Fletcher takes my arm and guides me outside where his car is parked. Jess is in the driver’s seat. Has she been here waiting? I don’t care. I stomp my feet and come to an abrupt stop. “She’s having my baby!” I yell. “I have to do what’s right and that means leaving. I can’t be around when something bad happens.”
“Nothing bad is going to happen.”
“I’m going away. Far away. Peter can make it happen.”
I can ask for a transfer. Or this time I could just walk away from football altogether. Away from my friends and family.
I’m not sure I could.
“Whatever you say. Let’s get in the car and we’ll take you home.”
I look at him through teary eyes and he knows how hard this is for me. He was there when I needed him to help me put the pieces of my life back together. I can’t ask that of him a second time. His priority has to be Jess. She’s good for him.
I need to be home and in my bed.
“Oh, how the tables have turned. Logan, get out of bed.” I hear him but I wish I didn’t. Has he stayed here all night? Or has he let himself in? Why the fuck has he still got a key to my apartment?
“Go away,” I mumble, trying to pull the covers over my head.
“No. It smells like a fucking brewery in here. The whole apartment stinks. Now, get up. It’s match day.” He pulls the covers off me and throws them across the floor.
“What the actual fuck? Adams, piss off and leave me alone.”
“Shower. Now.”
I roll over and stare at the ceiling. I would be doing the same if it was Fletcher lying here. Actually, I’ve done this on more than one occasion; dragged his sorry arse from a bed to get him to a game. “Come on.”
“Okay, okay. I’ll go shower.” I climb out of bed and Fletcher frowns at me.
“Yeah, mate. You need it.”
He’s right. I wander through to the bathroom and I hear him leave my bedroom. I could put money on him going to my kitchen and making me a strong black coffee. God knows, I need it.
I shower quickly and get ready in my training gear.

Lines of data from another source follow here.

PR #391, opened 2020-11-16
mrc-1918 intermittent decryption error

hillalex:
I think I got to the bottom of the intermittent decryption errors - the cipher class is not thread safe and should be instantiated at point of use.

### DIFF
--- a/src/app/src/main/kotlin/org/imperial/mrc/hint/exceptions/HintExceptionHandler.kt
+++ b/src/app/src/main/kotlin/org/imperial/mrc/hint/exceptions/HintExceptionHandler.kt
@@ -39,7 +39,7 @@ class HintExceptionHandler(private val errorCodeGenerator: ErrorCodeGenerator,
     @ExceptionHandler(NoHandlerFoundException::class)
     fun handleNoHandlerFoundException(error: Exception, request: WebRequest): Any
     {
-        logger.error(error.message)
+        logger.error(error.message, error)
 
         val page = "404"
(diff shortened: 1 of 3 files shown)


src/app/src/main/kotlin/org/imperial/mrc/hint/exceptions/HintExceptionHandler.kt
```diff
@@ -39,7 +39,7 @@ class HintExceptionHandler(private val errorCodeGenerator: ErrorCodeGenerator,
     @ExceptionHandler(NoHandlerFoundException::class)
     fun handleNoHandlerFoundException(error: Exception, request: WebRequest): Any
     {
-        logger.error(error.message)
+        logger.error(error.message, error)
```
hillalex, line 42: using the second argument to pass the error object means the stack trace gets logged

src/app/src/main/kotlin/org/imperial/mrc/hint/security/tokens/KeyHelper.kt
```diff
@@ -12,7 +12,7 @@ object KeyHelper
 {
 
     private const val KEY_PATH = "/etc/hint/token_key"
-    private const val KEY_SIZE = 1024
+    private const val KEY_SIZE = 4096
```
hillalex, line 15: also just bumping this up - it's the key size we use in production

EmmaLRussell (approved):
Works for me!

PR #393, opened 2020-11-17
mrc-1916 add loading spinner to model option validating

carbowizzy:
PR to add loading spinner to the 'Validate' button on the model options page which takes a bit of time now before the check mark appears.


hillalex (changes requested):
Approach looks good, just a little tweaking required.

hillalex (approved):

PR #396, opened 2020-11-17
Mrc-1928 Make load history more prominent in project history

carbowizzy:


EmmaLRussell (changes requested):
Load from name works well. Looks like the load icon for version has ended up in the rename column though. 
There's a failing front end test I think.

EmmaLRussell:
Not sure what you mean,  is there a fix for this in another branch you could merge in?
Still seeing the load icon in the wrong column for the versions (project is ok) - the load column is first already. 
Screenshot from 2020-11-18 15-32-29

> 
> Ohhh yes, it was part of the requirement for the load button to appear first, wasn't just included in the ticket.

EmmaLRussell (approved):

PR #398, opened 2020-11-18
mrc-1945 Add hint version to version menu

EmmaLRussell:
Arguably HintrVersionMenu is no longer a great name for this component, but it was showing more than hintr's version anyway! ('PackageVersionMenu'?)


hillalex (approved):
Can't think of a better name really, `appVersionMenu` or `packageVersionMenu` seem ok?

PR #399, opened 2020-11-19
mrc-1948 Versioning guidance

EmmaLRussell:
We're going to be updating HINT's version number on all functionality changes from now on, which should just mean remembering to update a couple of places as described here. (We'll also add a PR template to make it easier to remember.) Can you check if this makes sense and is clear?

One reason for requiring all relevant branches to provide a new version number is that we're going to add a buildkite step to apply git tags to master branch on merge for each new version, so we really only want that to happen once per version.


EmmaLRussell:
Ha ha, failed ADR integration tests - the system works!

Nicolas-Dolan (approved):
Sounds good to me.

hillalex (approved):
This sounds good to me.

PR #400, opened 2020-11-19
mrc-1567 Make "fit to filtered data" default colour scale

Nicolas-Dolan:
Make “Fit to filtered data” default colour scale or make “fit to entire dataset” the default value for min/max boxes

Does this mean the static defaults are kind of useless?


hillalex (approved):
Good q and... probably? I think that means removing them in hintr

I’ve got a hangover from hell, but at least I’m out of bed and dressed.
I’m dreading today.
I’ve fucked up. Didn’t show for training on Friday or yesterday. Peter is bound to be furious with me. Today, I face the
music. I wonder if Lee will come to the game with Jess. I’ve had to stop myself from calling her the last few days. Scrolling through all the messages between us had me re-living all the moments we’ve spent together.
The more I scrolled, the more I ended up drinking and the angrier I got with myself for being in this situation.
With a glance in the mirror, I leave my bedroom, looking and feeling like shit, but it’s no less than I deserve.
“Here, take this,” Fletcher says, handing me a mug of steaming black coffee. “It might help.”
“Or not, in my case. How pissed is Peter?” I ask.
“Let’s just say you’re not his favourite goalkeeper at the moment. You won’t be playing, but if you don’t show up today . . . Let’s just say he’s trying to be understanding of your circumstances. He’s trying to cut you some slack. But you will be fined a week’s wages for not showing up at training the past two days.”
As I would expect. “Why are you in training gear?”
“Because I might end up playing. He was leaving me on the bench after my few days off, but given the small fact that we’re down our number one keeper, he doesn’t want to take chances.”
I drink my coffee and we leave for me to face the music or the wrath of Peter and the rest of the players. Not only am I letting myself down, but I’m letting the team down and the fans who pay money week in week out to watch us play. I can’t help it; none of them would understand. Fletcher claims to understand. And I suppose he does to a certain extent. He’s been down on his luck like I have and we’ve both dealt with all the shit that has gone wrong in our lives. Women and drink were always our answer.
We arrive at the stadium earlier than usual. It’s still busy with fans starting to arrive, all hoping to get a glimpse of the players. When we go inside, Fletcher leads the way straight to Peter’s office. Christ, I’m not sure I’m ready for this.
Fletcher knocks on the office door and I stand fidgeting like a schoolboy. “Come in.”
Here goes. I open the door and Peter sits at his desk, arms crossed, looking at me. I enter with Fletcher behind me.
“Well, you look awful,” Peter says, urging me to sit down. Fletcher leans against the wall to my left.